Start of Block
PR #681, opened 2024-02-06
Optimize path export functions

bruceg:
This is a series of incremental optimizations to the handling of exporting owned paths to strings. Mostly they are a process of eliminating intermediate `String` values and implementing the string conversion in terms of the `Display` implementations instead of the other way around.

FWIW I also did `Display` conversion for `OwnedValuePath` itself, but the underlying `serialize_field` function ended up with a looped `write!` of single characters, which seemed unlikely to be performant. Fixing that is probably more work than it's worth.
End of Block
Start of Block
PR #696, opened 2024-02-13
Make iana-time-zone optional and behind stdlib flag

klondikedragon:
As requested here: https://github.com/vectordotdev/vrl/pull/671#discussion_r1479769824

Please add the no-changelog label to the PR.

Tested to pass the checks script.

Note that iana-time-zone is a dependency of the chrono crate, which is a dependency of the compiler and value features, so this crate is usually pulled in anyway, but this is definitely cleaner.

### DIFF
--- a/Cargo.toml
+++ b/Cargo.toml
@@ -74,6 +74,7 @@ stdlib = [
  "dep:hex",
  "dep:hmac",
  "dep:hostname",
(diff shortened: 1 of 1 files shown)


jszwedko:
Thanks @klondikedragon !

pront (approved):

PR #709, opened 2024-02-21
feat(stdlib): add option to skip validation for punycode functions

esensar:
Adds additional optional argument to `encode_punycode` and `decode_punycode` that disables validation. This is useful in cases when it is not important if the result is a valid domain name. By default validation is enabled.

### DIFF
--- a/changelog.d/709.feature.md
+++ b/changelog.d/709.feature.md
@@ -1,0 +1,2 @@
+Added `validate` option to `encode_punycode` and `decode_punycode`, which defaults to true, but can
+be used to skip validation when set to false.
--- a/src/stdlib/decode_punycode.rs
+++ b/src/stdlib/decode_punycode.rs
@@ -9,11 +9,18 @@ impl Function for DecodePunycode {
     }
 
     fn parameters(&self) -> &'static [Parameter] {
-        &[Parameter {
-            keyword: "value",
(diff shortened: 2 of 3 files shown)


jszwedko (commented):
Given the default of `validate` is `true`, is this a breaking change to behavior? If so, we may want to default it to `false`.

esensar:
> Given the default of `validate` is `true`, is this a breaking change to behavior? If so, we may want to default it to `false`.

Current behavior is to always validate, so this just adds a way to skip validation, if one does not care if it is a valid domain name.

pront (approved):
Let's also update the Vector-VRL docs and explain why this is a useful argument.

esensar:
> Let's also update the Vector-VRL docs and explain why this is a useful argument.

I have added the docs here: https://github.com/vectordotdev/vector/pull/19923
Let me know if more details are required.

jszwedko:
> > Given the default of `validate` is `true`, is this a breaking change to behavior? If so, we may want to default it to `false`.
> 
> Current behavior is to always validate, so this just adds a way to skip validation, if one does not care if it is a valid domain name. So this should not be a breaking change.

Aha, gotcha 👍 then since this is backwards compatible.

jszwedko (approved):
End of Block
Start of Block
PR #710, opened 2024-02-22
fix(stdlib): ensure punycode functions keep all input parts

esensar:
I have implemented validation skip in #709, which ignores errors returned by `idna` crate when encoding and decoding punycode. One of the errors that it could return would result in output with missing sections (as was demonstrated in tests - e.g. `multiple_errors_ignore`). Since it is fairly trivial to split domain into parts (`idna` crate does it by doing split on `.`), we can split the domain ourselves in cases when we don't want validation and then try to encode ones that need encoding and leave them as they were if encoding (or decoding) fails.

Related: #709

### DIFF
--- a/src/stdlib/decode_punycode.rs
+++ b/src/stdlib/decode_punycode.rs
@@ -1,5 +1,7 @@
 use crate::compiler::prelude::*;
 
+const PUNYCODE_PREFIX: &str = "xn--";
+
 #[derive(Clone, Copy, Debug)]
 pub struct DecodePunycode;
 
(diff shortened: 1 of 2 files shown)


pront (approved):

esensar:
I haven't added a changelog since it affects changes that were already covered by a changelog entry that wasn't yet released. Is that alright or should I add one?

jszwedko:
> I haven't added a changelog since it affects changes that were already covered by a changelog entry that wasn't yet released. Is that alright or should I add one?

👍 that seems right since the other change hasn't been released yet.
End of Block
An exact copy of the lines above between the line holding "Thanks @klondikedragon !" and the line holding "--- a/changelog.d/709.feature.md", inclusive, is the whole answer.

Thanks @klondikedragon !

pront (approved):

PR #709, opened 2024-02-21
feat(stdlib): add option to skip validation for punycode functions

esensar:
Adds additional optional argument to `encode_punycode` and `decode_punycode` that disables validation. This is useful in cases when it is not important if the result is a valid domain name. By default validation is enabled.

### DIFF
--- a/changelog.d/709.feature.md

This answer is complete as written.